In my sub-field, no one is going to discover a new society or behavior that will have much impact on theories of human adaptation. There was a time, last century, when the charting of human behavioral variation, including linguistic variation, produced many surprising discoveries. Most theories have accommodated (or denied) this evidence by now. There are still some discoveries to be made, for sure. But ratio has shifted. Now we’re in the long, hard slog of understanding. It hurts.

It hurts so badly, because experiment has a limited role to play. Why? The processes we are trying to study cannot be studied in the lab. Bits can be probed in the lab, for sure. I do experiments myself. Some of my best friends conduct experiments! But human adaptation is a long-term dynamic. It takes years for individuals to acquire adult competencies and generations for groups to adjust to changes in circumstance. Piecing together how life history, sociality, and cognition integrate in this process requires long-term, micro-level data, as well as a formal body of theory that can assemble such data into evidence.

Under the status quo, with short grants and institutional pressure to produce a steady stream of shallow publications, it’s very hard to make progress. Human adaptation takes place on a timescale that exceeds the typical academic career. It certainly exceeds the typical grant duration.

Not all anthropologists are going to lay golden eggs. But in the current system, none of them will.

The public is not getting a lot for its money. Look—I’m a military kid. Both of my parents were soldiers during the Cold War. I was weaned on public service and civic duty. If the tax payer is being cheated, it makes me viscerally upset. I am not upset at individuals, but rather at the system. I am broadly upset at science, and specifically upset at my own field.

A Better Telescope

Hubble images, before (top) & after (bottom) the camera was fixed

So instead of pursuing my own glamorous research agenda, I am pursuing a long-term infrastructure project. The infrastructure I have in mind is organizational and cultural, not narrowly technological. We must build a better telescope, one that can see the process of human adaptation at the time scale it happens and in the environments it happens in.

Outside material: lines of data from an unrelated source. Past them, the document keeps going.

PR #12534, opened 2022-08-19
cubeb: add some more logging and error checks

Megamouse:
- Added more debug log messages. Cubeb was practically mute and logs were not helpful at all. These messages should be rarely logged. So I don't expect any spam from them.
- Replaced tuple with a struct for semantics. Also replaced m_current_device for m_default_device, which seems more appropriate.
- Added a bunch of sanity checks. I don't trust any third party software.

### DIFF
--- a/rpcs3/Emu/Audio/Cubeb/CubebBackend.cpp
+++ b/rpcs3/Emu/Audio/Cubeb/CubebBackend.cpp
@@ -95,15 +95,19 @@ bool CubebBackend::Open(std::string_view dev_id, AudioFreq freq, AudioSampleSize
 	CloseUnlocked();
 
 	const bool use_default_device = dev_id.empty() || dev_id == audio_device_enumerator::DEFAULT_DEV_ID;
-	auto [dev_handle, dev_ident, dev_ch_cnt] = GetDevice(use_default_device ? "" : dev_id);
 
-	if (!dev_handle)
+	if (use_default_device) Cubeb.notice("Trying to open default device");
+	else Cubeb.notice("Trying to open device with dev_id='%s'", dev_id);
+
+	device_handle device = GetDevice(use_default_device ? "" : dev_id);
+
+	if (!device.handle)
 	{
 		if (use_default_device)
 		{
-			std::tie(dev_handle, dev_ident, dev_ch_cnt) = GetDefaultDeviceAlt(freq, sample_size, ch_cnt);
+			device = GetDefaultDeviceAlt(freq, sample_size, ch_cnt);
 
-			if (!dev_handle)
+			if (!device.handle)
 			{
 				Cubeb.error("Cannot detect default device. Channel count detection unavailable.");
 			}
@@ -115,15 +119,15 @@ bool CubebBackend::Open(std::string_view dev_id, AudioFreq freq, AudioSampleSize
 		}
 	}
 
-	if (dev_ch_cnt == 0)
+	if (device.ch_cnt == 0)
 	{
 		Cubeb.error("Device reported invalid channel count, using stereo instead");
-		dev_ch_cnt = 2;
+		device.ch_cnt = 2;
 	}
 
 	m_sampling_rate = freq;
 	m_sample_size = sample_size;
-	m_channels = static_cast<AudioChannelCnt>(std::min(static_cast<u32>(convert_channel_count(dev_ch_cnt)), static_cast<u32>(ch_cnt)));
+	m_channels = static_cast<AudioChannelCnt>(std::min(static_cast<u32>(convert_channel_count(device.ch_cnt)), static_cast<u32>(ch_cnt)));
 	full_sample_size = get_channels() * get_sample_size();
 
 	cubeb_stream_params stream_param{};
@@ -141,7 +145,7 @@ bool CubebBackend::Open(std::string_view dev_id, AudioFreq freq, AudioSampleSize
 			fmt::throw_exception("Invalid audio channel count");
 		}
 	}();
-	stream_param.prefs = m_dev_collection_cb_enabled && dev_handle ? CUBEB_STREAM_PREF_DISABLE_DEVICE_SWITCHING : CUBEB_STREAM_PREF_NONE;
+	stream_param.prefs = m_dev_collection_cb_enabled && device.handle ? CUBEB_STREAM_PREF_DISABLE_DEVICE_SWITCHING : CUBEB_STREAM_PREF_NONE;
 
 	u32 min_latency{};
 	if (int err = cubeb_get_min_latency(m_ctx, &stream_param, &min_latency))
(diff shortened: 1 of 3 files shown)


rpcs3/Emu/Audio/Cubeb/CubebBackend.h
```diff
@@ -57,6 +57,13 @@ class CubebBackend final : public AudioBackend
 
 	void CloseUnlocked();
 
-	std::tuple<cubeb_devid, std::string /* dev_ident */, u32 /* ch_cnt */> GetDevice(std::string_view dev_id = "");
-	std::tuple<cubeb_devid, std::string /* dev_ident */, u32 /* ch_cnt */> GetDefaultDeviceAlt(AudioFreq freq, AudioSampleSize sample_size, AudioChannelCnt ch_cnt);
+	struct device_handle
+	{
+		cubeb_devid handle{};
```
Darkhost1999, line 62: Is this a typo and should say cubeb_device handle{};
Or would maybe cubeb_device.id  handle{}; be better?
I noticed in cpp you changed some dev_id to device.id for improved readability.

Megamouse: cubeb_devid is a cubeb type which is actually just an obscure pointer used as handle.
So no. It's not a typo

rpcs3/Emu/Audio/Cubeb/CubebBackend.cpp
```diff
@@ -358,18 +391,45 @@ std::tuple<cubeb_devid, std::string, u32> CubebBackend::GetDefaultDeviceAlt(Audi
...
 
 	return GetDevice(out_dev_name);
 }
 
-long CubebBackend::data_cb(cubeb_stream* /* stream */, void* user_ptr, void const* /* input_buffer */, void* output_buffer, long nframes)
+long CubebBackend::data_cb(cubeb_stream* stream, void* user_ptr, void const* /* input_buffer */, void* output_buffer, long nframes)
 {
+	if (nframes <= 0)
+	{
+		Cubeb.error("data_cb called with nframes=%d", nframes);
```
Vestrel, line 405: Can you avoid logging in data callback? This place is time critical.

rpcs3/Emu/Audio/Cubeb/CubebBackend.cpp
```diff
@@ -358,18 +391,45 @@ std::tuple<cubeb_devid, std::string, u32> CubebBackend::GetDefaultDeviceAlt(Audi
...
+	if (!stream)
+	{
+		Cubeb.error("data_cb called with invalid stream");
+		return CUBEB_ERROR;
+	}
+
 	CubebBackend* const cubeb = static_cast<CubebBackend*>(user_ptr);
+	ensure(cubeb);
+
+	if (stream != cubeb->m_stream)
```
Vestrel, line 424: Must be done under the lock

rpcs3/Emu/Audio/Cubeb/CubebBackend.cpp
```diff
@@ -396,9 +456,22 @@ long CubebBackend::data_cb(cubeb_stream* /* stream */, void* user_ptr, void cons
...
+	if (!stream)
+	{
+		Cubeb.error("state_cb called with invalid stream");
+		return;
+	}
+
 	CubebBackend* const cubeb = static_cast<CubebBackend*>(user_ptr);
+	ensure(cubeb);
+
+	if (stream != cubeb->m_stream)
```
Vestrel, line 470: Must be done under the lock

rpcs3/Emu/Audio/Cubeb/CubebBackend.cpp
```diff
@@ -413,36 +486,52 @@ void CubebBackend::state_cb(cubeb_stream* /* stream */, void* user_ptr, cubeb_st
...
+	if (!context)
+	{
+		Cubeb.error("device_collection_changed_cb called with invalid stream");
+		return;
+	}
+
 	CubebBackend* const cubeb = static_cast<CubebBackend*>(user_ptr);
+	ensure(cubeb);
+
+	if (context != cubeb->m_ctx)
```
Vestrel, line 502: Must be done under the lock

rpcs3/Emu/Audio/Cubeb/CubebBackend.cpp
```diff
@@ -358,18 +391,45 @@ std::tuple<cubeb_devid, std::string, u32> CubebBackend::GetDefaultDeviceAlt(Audi
...
+	if (nframes <= 0)
+	{
+		Cubeb.error("data_cb called with nframes=%d", nframes);
+		return 0;
+	}
+
+	if (!output_buffer)
+	{
+		Cubeb.error("data_cb called with invalid output_buffer");
+		return CUBEB_ERROR;
```
Vestrel, line 412: If you return error here, then you must also handle state update in state_cb callback

rpcs3/Emu/Audio/Cubeb/CubebBackend.cpp
Megamouse: I want this logged because it would most likely hint at a bug in cubeb.

rpcs3/Emu/Audio/Cubeb/CubebBackend.cpp
Megamouse: m_ctx does not seem to be locked anywhere in the class

rpcs3/Emu/Audio/Cubeb/CubebBackend.cpp
Megamouse: how so?
I'd assume the state will simply be error ?
Remember this is just a sanity check. I doubt that this will happen unless something is really wrong.

rpcs3/Emu/Audio/Cubeb/CubebBackend.cpp
Megamouse: I had to lock this under the m_state_cb_mutex (also see the change in Open() ).
There does not seem to be any stream mutex.

rpcs3/Emu/Audio/Cubeb/CubebBackend.cpp
Vestrel: According to docs stream will be drained. So the state would probably be CUBEB_STATE_DRAINED.

rpcs3/Emu/Audio/Cubeb/CubebBackend.cpp
Vestrel: I guess locking ctor with m_dev_sw_mutex would suffice

rpcs3/Emu/Audio/Cubeb/CubebBackend.cpp
Megamouse: Turns out the state_cb is called from cubeb while opening the stream.
I used a recursive lock for now. Better idea?

rpcs3/Emu/Audio/Cubeb/CubebBackend.cpp
Megamouse: I can't find the proper docs anymore.
Maybe you can propose some code since I completely forgot what this is even about 😂

rpcs3/Emu/Audio/Cubeb/CubebBackend.cpp
```diff
@@ -196,13 +203,14 @@ void CubebBackend::CloseUnlocked()
...
 	m_default_dev_changed = false;
-	m_current_device.clear();
+	m_default_device.clear();
 }
 
 void CubebBackend::Close()
 {
 	std::lock_guard lock(m_cb_mutex);
 	std::lock_guard dev_sw_lock{m_dev_sw_mutex};
+	std::lock_guard state_cb_lock(m_state_cb_mutex);
```
elad335, line 213: Although it's merged I have to say anyway that std::scoped_lock includes optimizations for multiple lockings.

Consider the Hubble Space Telescope. When the Hubble went into orbit in 1990, it had a defective camera. It was a joke, a waste of public funds. But when the images started coming in, it turned out to be not so funny—despite being broken, the Hubble produced better images than any ground-based telescope to date. What the Hubble saw transformed astronomy. Once the camera was fixed, in 1993, images were even better (see right). But the point is that it didn’t have to be perfect to constitute a major advance.

The study of human adaptation needs a similar instrumentation advance. We are trying to study and theorize about a process we cannot see. And we are trying to do it by cobbling together short-term funding that has to promise transformative results. It would be funny, but it’s not.

I don’t exactly know how to accomplish this. But I am going to try, and I am confident that whatever we build will, at first, be broken. But it will still be better than any ground-based telescope.

More

How can we do better? I have a lot more to say, especially about professional norms and standards of training. I will write more about that in the future.